What you have to do:
Could you copy every record below exactly as it is written?

The data:
◇ ◇ ◇ ◇
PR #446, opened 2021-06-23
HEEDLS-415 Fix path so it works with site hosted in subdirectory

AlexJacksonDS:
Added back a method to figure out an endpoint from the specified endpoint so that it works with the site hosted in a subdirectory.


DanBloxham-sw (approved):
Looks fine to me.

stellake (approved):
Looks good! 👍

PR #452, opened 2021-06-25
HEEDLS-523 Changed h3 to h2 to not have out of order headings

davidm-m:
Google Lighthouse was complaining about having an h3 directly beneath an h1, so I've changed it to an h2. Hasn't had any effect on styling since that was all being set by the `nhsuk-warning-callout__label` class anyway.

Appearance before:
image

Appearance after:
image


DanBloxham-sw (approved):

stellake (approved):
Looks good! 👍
◇ ◇ ◇ ◇
Expected answer:
PR #446, opened 2021-06-23
HEEDLS-415 Fix path so it works with site hosted in subdirectory

AlexJacksonDS:
Added back a method to figure out an endpoint from the specified endpoint so that it works with the site hosted in a subdirectory.


DanBloxham-sw (approved):
Looks fine to me.

stellake (approved):
Looks good! 👍

PR #452, opened 2021-06-25
HEEDLS-523 Changed h3 to h2 to not have out of order headings

davidm-m:
Google Lighthouse was complaining about having an h3 directly beneath an h1, so I've changed it to an h2. Hasn't had any effect on styling since that was all being set by the `nhsuk-warning-callout__label` class anyway.

Appearance before:
image

Appearance after:
image


DanBloxham-sw (approved):

stellake (approved):
Looks good! 👍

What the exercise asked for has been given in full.